И если эволюция достаточно стереотипна для истории советской литературы (тот же Фадеев, Федин, Тихонов…), то судьба остается загадочной. Почему роман, враждебно встреченный критикой, объявленный антисоветским, беззащитный перед дурными слухами, роман, чей герой, как пушкинская Татьяна, «удрал штуку», отказавшись следовать указаниям даже не самого творца, но тех, в чьей безраздельной власти творец находился, – почему этот роман в конце концов был защищен самим Сталиным?
Конечно, можно сделать комплимент сталинскому вкусу, иной раз, что говорить, дававшему о себе знать. Но вряд ли дело в одном только вкусе.
…Бунин вспоминал слова, сказанные ему Чеховым:
«- Вот умрет Толстой, все к черту пойдет.
– Литература?
– И литература…»
(Выразительное «и»!)
А Марк Алданов говорил – уже самому Бунину, рискуя его рассердить, – что великая русская литература кончилась на «Хаджи-Мурате». В любом случае некоего рубежа ждали. И дождались?
Русская литература не кончилась, не пошла к черту, но стала, пусть не целиком, иной. И мало что выразило это сильнее и нагляднее «Тихого Дона».
Петр Палиевский, критик из «патриотов», самый средь них серьезный, если вообще не единственный (не образцовый же мошенник Кожинов), заметив, что в романе зафиксировано «новое отношение к жизни», доказывал это судьбой Аксиньи, изнасилованной собственным отцом: «Какой материал для фрейдиста. Вся последующая жизнь – сплошной подтекст и воспоминание, от которого женщина хочет и не может уйти…
…Что ж у Шолохова? Это событие просто забыто…Чтобы определить характер, остаться в центре души, – об этом смешно и думать».
Не смешно.
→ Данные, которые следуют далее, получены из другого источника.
PR #228, opened 2026-06-29
Shape inspection

torusJKL:
This PR adds inspection/query capabilities across shape types.
I included all the different types in one PR since they are all about inspection of properties but I can split them based on shape type if that is preferable.

The following can be inspected:

#### Solid
- volume(), center_of_mass(), surface_area()

#### Face / Surface
- SurfaceType enum with face type detection
- Surface geometry: periodicity, continuity, degrees, knots, poles, evaluation (d0, d1, d2)

#### Edge
- length(), tangent_at(), arc_center(), radius()

#### Wire
- length(), is_closed()

#### Shape
- center_of_mass()

### DIFF
--- a/crates/opencascade-sys/include/b_rep.hxx
+++ b/crates/opencascade-sys/include/b_rep.hxx
@@ -32,6 +32,4 @@ inline std::unique_ptr<Handle_Poly_Triangulation> BRep_Tool_Triangulation(const 
       new opencascade::handle<Poly_Triangulation>(BRep_Tool::Triangulation(face, location)));
 }
 
-inline bool BRep_Tool_IsClosed(const TopoDS_Wire &wire) {
-  return BRep_Tool::IsClosed(wire);
-}
+inline bool BRep_Tool_IsClosed(const TopoDS_Wire &wire) { return BRep_Tool::IsClosed(wire); }
--- a/crates/opencascade-sys/include/b_rep.hxx
+++ b/crates/opencascade-sys/include/b_rep.hxx
@@ -7,6 +7,7 @@
 #include <TopoDS_Edge.hxx>
 #include <TopoDS_Face.hxx>
 #include <TopoDS_Vertex.hxx>
+#include <TopoDS_Wire.hxx>
 #include <bindings_common.hxx>
 #include <gp_Pnt.hxx>
 
@@ -29,4 +30,8 @@ inline std::unique_ptr<Handle_Poly_Triangulation> BRep_Tool_Triangulation(const 
                                                                           TopLoc_Location &location) {
   return std::unique_ptr<Handle_Poly_Triangulation>(
       new opencascade::handle<Poly_Triangulation>(BRep_Tool::Triangulation(face, location)));
+}
+
+inline bool BRep_Tool_IsClosed(const TopoDS_Wire &wire) {
+  return BRep_Tool::IsClosed(wire);
 }
--- a/crates/opencascade-sys/include/b_rep_adaptor.hxx
+++ b/crates/opencascade-sys/include/b_rep_adaptor.hxx
@@ -1,7 +1,17 @@
 #include <BRepAdaptor_Curve.hxx>
 #include <bindings_common.hxx>
+#include <gp_Circ.hxx>
 #include <gp_Pnt.hxx>
+#include <gp_Vec.hxx>
 
 inline std::unique_ptr<gp_Pnt> BRepAdaptor_Curve_value(const BRepAdaptor_Curve &curve, const Standard_Real U) {
   return std::unique_ptr<gp_Pnt>(new gp_Pnt(curve.Value(U)));
+}
+
+inline void BRepAdaptor_Curve_D1(const BRepAdaptor_Curve &curve, const Standard_Real U, gp_Pnt &P, gp_Vec &V1) {
+  curve.D1(U, P, V1);
+}
+
+inline std::unique_ptr<gp_Circ> BRepAdaptor_Curve_Circle(const BRepAdaptor_Curve &curve) {
+  return std::unique_ptr<gp_Circ>(new gp_Circ(curve.Circle()));
 }
--- a/crates/opencascade-sys/include/geom.hxx
+++ b/crates/opencascade-sys/include/geom.hxx
@@ -2,10 +2,14 @@
 #include <Geom_BezierCurve.hxx>
 #include <Geom_BezierSurface.hxx>
 #include <Geom_Circle.hxx>
+#include <Geom_ConicalSurface.hxx>
 #include <Geom_CylindricalSurface.hxx>
 #include <Geom_Plane.hxx>
+#include <Geom_SphericalSurface.hxx>
 #include <Geom_Surface.hxx>
+#include <Geom_ToroidalSurface.hxx>
 #include <Geom_TrimmedCurve.hxx>
+#include <gp_Ax3.hxx>
 #include <gp_Circ.hxx>
 #include <bindings_common.hxx>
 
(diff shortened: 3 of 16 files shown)


bschwind:
@torusJKL Thanks for another PR, I'll try to get to reviewing this soon, it'll take a bit of time as it's a larger PR.

crates/opencascade-sys/include/b_rep.hxx
```diff
@@ -30,3 +31,5 @@ inline std::unique_ptr<Handle_Poly_Triangulation> BRep_Tool_Triangulation(const
   return std::unique_ptr<Handle_Poly_Triangulation>(
       new opencascade::handle<Poly_Triangulation>(BRep_Tool::Triangulation(face, location)));
 }
+
+inline bool BRep_Tool_IsClosed(const TopoDS_Wire &wire) { return BRep_Tool::IsClosed(wire); }
```
bschwind, line 35: It's slightly clumsier in this case (because you have to cast a Wire to a Shape), but you can bind to static class functions like this:

```rust
#[Self = "BRep_Tool"]
pub fn IsClosed(shape: &TopoDS_Shape) -> bool;
```

Just noting that as an option though, this code is fine as-is.

crates/opencascade/tests/edge_inspection.rs
```diff
@@ -0,0 +1,72 @@
...
+    let length = edge.length();
+    approx_equal(length, std::f64::consts::PI * 10.0);
+}
+
+#[test]
+fn line_tangent_at_midpoint() {
+    let edge = Edge::segment(DVec3::new(0.0, 0.0, 0.0), DVec3::new(10.0, 0.0, 0.0));
+    let tangent = edge.tangent_at(0.5, PositionMode::Parameter);
+    let expected = DVec3::new(1.0, 0.0, 0.0);
+    assert!(tangent.distance_squared(expected) < 1e-6, "expected {expected:?}, got {tangent:?}");
```
bschwind, line 23: A dot product being approximately equal to `1.0` would probably be a more appropriate check here.

crates/opencascade/tests/wire_inspection.rs
```diff
@@ -0,0 +1,28 @@
...
+    let edge = Edge::segment(DVec3::ZERO, DVec3::new(10.0, 0.0, 0.0));
+    let wire = Wire::from_edges([&edge]);
+    assert!(!wire.is_closed());
+}
+
+fn approx_equal(a: f64, b: f64) {
+    let diff = (a - b).abs();
+    let rel = diff / b.abs().max(1e-12);
+    assert!(rel < 1e-4 || diff < 1e-6, "expected {b}, got {a} (diff={diff}, rel={rel})");
+}
```
bschwind, line 28: Let's move this into a shared test module that `edge_inspection` can also use.

crates/opencascade-sys/include/b_rep_adaptor.hxx
```diff
@@ -1,7 +1,17 @@
...
 #include <gp_Pnt.hxx>
+#include <gp_Vec.hxx>
 
 inline std::unique_ptr<gp_Pnt> BRepAdaptor_Curve_value(const BRepAdaptor_Curve &curve, const Standard_Real U) {
   return std::unique_ptr<gp_Pnt>(new gp_Pnt(curve.Value(U)));
 }
+
+inline void BRepAdaptor_Curve_D1(const BRepAdaptor_Curve &curve, const Standard_Real U, gp_Pnt &P, gp_Vec &V1) {
+  curve.D1(U, P, V1);
+}
```
bschwind, line 13: This one can fortunately be auto-bound

```suggestion

```

In `b_rep_adaptor.rs`, you can write:

```rust
#[cxx_name = "D1"]
pub fn d1(self: &BRepAdaptor_Curve, u: f64, point: Pin<&mut gp_Pnt>, vec: Pin<&mut gp_Vec>);
```

And then in `edge.rs`, it can be called like so:

```rust
curve.d1(param, point.pin_mut(), vec.pin_mut());
```

In general I try to avoid as much C++ code as possible in the wrappers. For things like wrapping code in `unique_ptr`, or handles, it's hard to avoid, but for simpler types you can usually get cxx-rs to automatically bind things.

crates/opencascade-sys/src/b_rep_adaptor.rs
```diff
@@ -15,6 +17,13 @@ mod inner {
         pub fn FirstParameter(self: &BRepAdaptor_Curve) -> f64;
         pub fn LastParameter(self: &BRepAdaptor_Curve) -> f64;
         pub fn BRepAdaptor_Curve_value(curve: &BRepAdaptor_Curve, u: f64) -> UniquePtr<gp_Pnt>;
+        pub fn BRepAdaptor_Curve_D1(
+            curve: &BRepAdaptor_Curve,
+            u: f64,
+            point: Pin<&mut gp_Pnt>,
+            vec: Pin<&mut gp_Vec>,
+        );
```
bschwind, line 25: As noted in another comment, this can become:

```rust
#[cxx_name = "D1"]
pub fn d1(self: &BRepAdaptor_Curve, u: f64, point: Pin<&mut gp_Pnt>, vec: Pin<&mut gp_Vec>);
```

crates/opencascade/src/primitives.rs
```diff
@@ -267,3 +273,36 @@ impl From<JoinType> for ffi::geom_abs::GeomAbs_JoinType {
...
+            SurfaceType::Torus => write!(f, "Torus"),
+            SurfaceType::BezierSurface => write!(f, "BezierSurface"),
+            SurfaceType::BSplineSurface => write!(f, "BSplineSurface"),
+            SurfaceType::SurfaceOfRevolution => write!(f, "SurfaceOfRevolution"),
+            SurfaceType::SurfaceOfExtrusion => write!(f, "SurfaceOfExtrusion"),
+            SurfaceType::OffsetSurface => write!(f, "OffsetSurface"),
+            SurfaceType::OtherSurface => write!(f, "OtherSurface"),
+        }
+    }
+}
```
bschwind, line 308:
```suggestion

```

We can drop this entire `impl`. It's not used, as far as I can tell, and it's just re-implementing what `#[derive(Debug)]` already does.

crates/opencascade/src/primitives/surface.rs
```diff
@@ -31,4 +31,131 @@ impl Surface {
 
         Self { inner }
     }
+
+    pub fn surface_type(&self) -> SurfaceType {
+        let dynamic_type = ffi::geom::DynamicType(&self.inner);
+        let name = ffi::standard::type_name(dynamic_type);
+
+        match name.as_str() {
```
bschwind, line 39: Instead of matching on strings, let's wrap `self.inner` in a `GeomAdaptor_Surface`, and call `GetType()` on it, so we can work with the `GeomAbs_SurfaceType` C++ enum instead.

We can add a binding to the C++ enum via `geom_abs.rs` (there's already an example of doing the same thing in that file with `GeomAbs_CurveType` and `GeomAbs_JoinType`).

crates/opencascade/src/primitives/surface.rs
```diff
@@ -31,4 +31,131 @@ impl Surface {
...
+            "Geom_BezierSurface" => SurfaceType::BezierSurface,
+            "Geom_BSplineSurface" => SurfaceType::BSplineSurface,
+            "Geom_SurfaceOfRevolution" => SurfaceType::SurfaceOfRevolution,
+            "Geom_SurfaceOfExtrusion" => SurfaceType::SurfaceOfExtrusion,
+            "Geom_OffsetSurface" => SurfaceType::OffsetSurface,
+            _ => SurfaceType::OtherSurface,
+        }
+    }
+
+    pub fn axis(&self) -> Option<(DVec3, DVec3)> {
```
bschwind, line 54: I'd prefer a struct with named fields instead of a tuple with two vectors in them. We could maybe put it in `primitives.rs` for now, or define some new `geometry.rs` module.

crates/opencascade/src/primitives/surface.rs
```diff
@@ -31,4 +31,131 @@ impl Surface {
...
+        let surface_type = self.surface_type();
+        match surface_type {
+            SurfaceType::Cylinder => {
+                let cyl =
+                    ffi::geom::new_HandleGeomCylindricalSurface_from_HandleGeomSurface(&self.inner);
+                if cyl.IsNull() {
+                    return None;
+                }
```
bschwind, line 62: This PR maybe isn't the right place, but I'm thinking an enum that holds data might be nicer for these functions. Something like:

```rust
pub enum SurfaceType {
    Cylinder(Handle_Geom_CylindricalSurface),
    Sphere(Handle_Geom_SphericalSurface),
   ...
}
```

And then we could convert a `Surface` to its specific enum variant one time (and do the null check), and then be able to call things like `axis()` or `radius()` without having to do further checks. But I'll play around with that idea later.

crates/opencascade/src/primitives/surface.rs
```diff
@@ -31,4 +31,131 @@ impl Surface {
...
+                Some(ffi::geom::HandleGeomConicalSurface_RefRadius(&cone))
+            },
+            SurfaceType::Torus => {
+                let torus =
+                    ffi::geom::new_HandleGeomToroidalSurface_from_HandleGeomSurface(&self.inner);
+                if torus.IsNull() {
+                    return None;
+                }
+                Some(ffi::geom::HandleGeomToroidalSurface_MajorRadius(&torus))
+            },
```
bschwind, line 143: It might be worth noting we return the "major" radius in the case of a torus, since it has two radii to consider.

This does make me think that having more specialized types makes sense, so that if you have a given concrete type like `Torus`, you know you can call things like `major_radius()` and `minor_radius()`, without needing to have them wrapped in an `Option`.

crates/opencascade/src/primitives/face.rs
```diff
@@ -394,6 +395,42 @@ impl Face {
...
+        let surface = Surface { inner: handle };
+        surface.radius()
+    }
+
+    pub fn surface_type(&self) -> SurfaceType {
+        let surface = ffi::b_rep::BRep_Tool_Surface(&self.inner);
+        let dynamic_type = ffi::geom::DynamicType(&surface);
+        let name = ffi::standard::type_name(dynamic_type);
+
+        match name.as_str() {
```
bschwind, line 415: Same here, let's use the C++ enum instead of the dynamic type name.

crates/opencascade/src/primitives/face.rs
```diff
@@ -570,6 +608,56 @@ mod tests {
...
+        let shape = Shape::cylinder_radius_height(3.0, 10.0);
+        let has_cylinder = shape.faces().any(|f| f.surface_type() == SurfaceType::Cylinder);
+        assert!(has_cylinder, "Expected at least one cylindrical face");
+    }
+
+    #[test]
+    fn test_surface_type_sphere() {
+        let shape = Shape::sphere(5.0).build();
+        let has_sphere = shape.faces().any(|f| f.surface_type() == SurfaceType::Sphere);
+        assert!(has_sphere, "Expected at least one spherical face");
```
bschwind, line 628: A sphere should have exactly one spherical face, right?

crates/opencascade/src/primitives/edge.rs
```diff
@@ -174,6 +174,55 @@ impl Edge {
...
+    pub fn tangent_at(&self, position: f64, mode: PositionMode) -> DVec3 {
+        let curve = ffi::b_rep_adaptor::BRepAdaptor_Curve_new(&self.inner);
+        let param = match mode {
+            PositionMode::Parameter => position,
+            PositionMode::Length => {
+                let first = curve.FirstParameter();
+                let last = curve.LastParameter();
+                first + position * (last - first)
+            },
+        };
```
bschwind, line 198: Do we really want `PositionMode` at all here? The API is confusing, and I don't see any tests demonstrating what it's useful for. It interpolates between the first and last parameter of the curve, but when would you use that?

crates/opencascade-sys/include/geom.hxx
```diff
@@ -43,3 +49,76 @@ inline std::unique_ptr<gp_Pnt> HandleGeomCurve_Value(const Handle_Geom_Curve &cu
...
+new_HandleGeomSphericalSurface_from_HandleGeomSurface(const Handle_Geom_Surface &surface) {
+  Handle_Geom_SphericalSurface handle = opencascade::handle<Geom_SphericalSurface>::DownCast(surface);
+  return std::unique_ptr<Handle_Geom_SphericalSurface>(new opencascade::handle<Geom_SphericalSurface>(handle));
+}
+
+inline double HandleGeomSphericalSurface_Radius(const Handle_Geom_SphericalSurface &sphere) { return sphere->Radius(); }
+
+inline const gp_Ax3 &HandleGeomSphericalSurface_Position(const Handle_Geom_SphericalSurface &sphere) {
+  return sphere->Position();
+}
```
bschwind, line 88: Can these be auto-bound?

crates/opencascade-sys/include/geom.hxx
```diff
@@ -43,3 +49,76 @@ inline std::unique_ptr<gp_Pnt> HandleGeomCurve_Value(const Handle_Geom_Curve &cu
...
+  return std::unique_ptr<Handle_Geom_ConicalSurface>(new opencascade::handle<Geom_ConicalSurface>(handle));
+}
+
+inline double HandleGeomConicalSurface_RefRadius(const Handle_Geom_ConicalSurface &cone) { return cone->RefRadius(); }
+
+inline double HandleGeomConicalSurface_SemiAngle(const Handle_Geom_ConicalSurface &cone) { return cone->SemiAngle(); }
+
+inline const gp_Ax3 &HandleGeomConicalSurface_Position(const Handle_Geom_ConicalSurface &cone) {
+  return cone->Position();
+}
```
bschwind, line 104: Same here, let's try to auto-bind these.

crates/opencascade-sys/include/geom.hxx
```diff
@@ -43,3 +49,76 @@ inline std::unique_ptr<gp_Pnt> HandleGeomCurve_Value(const Handle_Geom_Curve &cu
...
+  return torus->MajorRadius();
+}
+
+inline double HandleGeomToroidalSurface_MinorRadius(const Handle_Geom_ToroidalSurface &torus) {
+  return torus->MinorRadius();
+}
+
+inline const gp_Ax3 &HandleGeomToroidalSurface_Position(const Handle_Geom_ToroidalSurface &torus) {
+  return torus->Position();
+}
```
bschwind, line 124: And here

crates/opencascade-sys/src/geom.rs
```diff
@@ -74,6 +87,41 @@ mod inner {
             geom_surface_handle: &Handle_Geom_Surface,
         ) -> UniquePtr<Handle_Geom_Plane>;
 
+        pub fn new_HandleGeomCylindricalSurface_from_HandleGeomSurface(
+            geom_surface_handle: &Handle_Geom_Surface,
+        ) -> UniquePtr<Handle_Geom_CylindricalSurface>;
+        pub fn HandleGeomCylindricalSurface_Radius(cyl: &Handle_Geom_CylindricalSurface) -> f64;
+        pub fn HandleGeomCylindricalSurface_Position(
+            cyl: &Handle_Geom_CylindricalSurface,
+        ) -> &gp_Ax3;
```
bschwind, line 96: Sorry the code for `Handles` is pretty atrocious right now, I need to find a better way to abstract this, maybe a macro or something.

bschwind (commented):
Thanks for being patient! In general the changes are good but there are some improvements we can make to reduce the C++ boilerplate, and remove things like runtime string matching.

Даже в условиях простодушной свободы инстинктов, когда насилие – результат этой свободы, а сама Аксинья – словно бы «человек – животное; человек – растение, цветок» (цитата отнюдь не из Палиевского; откуда – вскорости станет ясно), достаточно очевидно, что по- руганностъ определила судьбу Аксиньи. Возможно ль представить ее безмятежное бабье счастье?
Вот, однако же, вывод критика – как он полагает, касающийся исключительно Шолохова: «Формулировать это трудно, и вывод, пожалуй, страшноват, но Шолохов допускает наибольший нажим на человека. Считает это нормальным».
Как снова не вспомнить шолоховские слова насчет двух писателей-лагерников, которых, возможно, стоило расстрелять? Но это случится потом и как результат развития этого «наибольшего нажима». Пока же…
Возникают две аналогии, вроде бы кричаще несовместимые. Ни с Шолоховым, ни даже – или тем более – между собой.
Первая. Вскоре после того, как Блок напишет «Двенадцать», где продемонстрирует поистине «новое отношение к жизни», самого Христа заставив возглавить шайку красногвардейцев, появится его статья «Крушение гуманизма». О том, что это понятие и явление, возникшее на исходе Средних веков, «лозунгом которого был человек – свободная человеческая личность», ныне потерпело крах. «…Исход борьбы внутренне решен: побежденным оказалась гуманная цивилизация. Во всем мире звучит Колокол антигуманизма… человек становится ближе к стихии…» И – вот знакомые нам слова: «Человек – животное; человек – растение, цветок; в нем сквозят черты чрезвычайной жестокости, как будто не человеческой, а животной; черты первобытной нежности – тоже как будто не человеческой, а растительной».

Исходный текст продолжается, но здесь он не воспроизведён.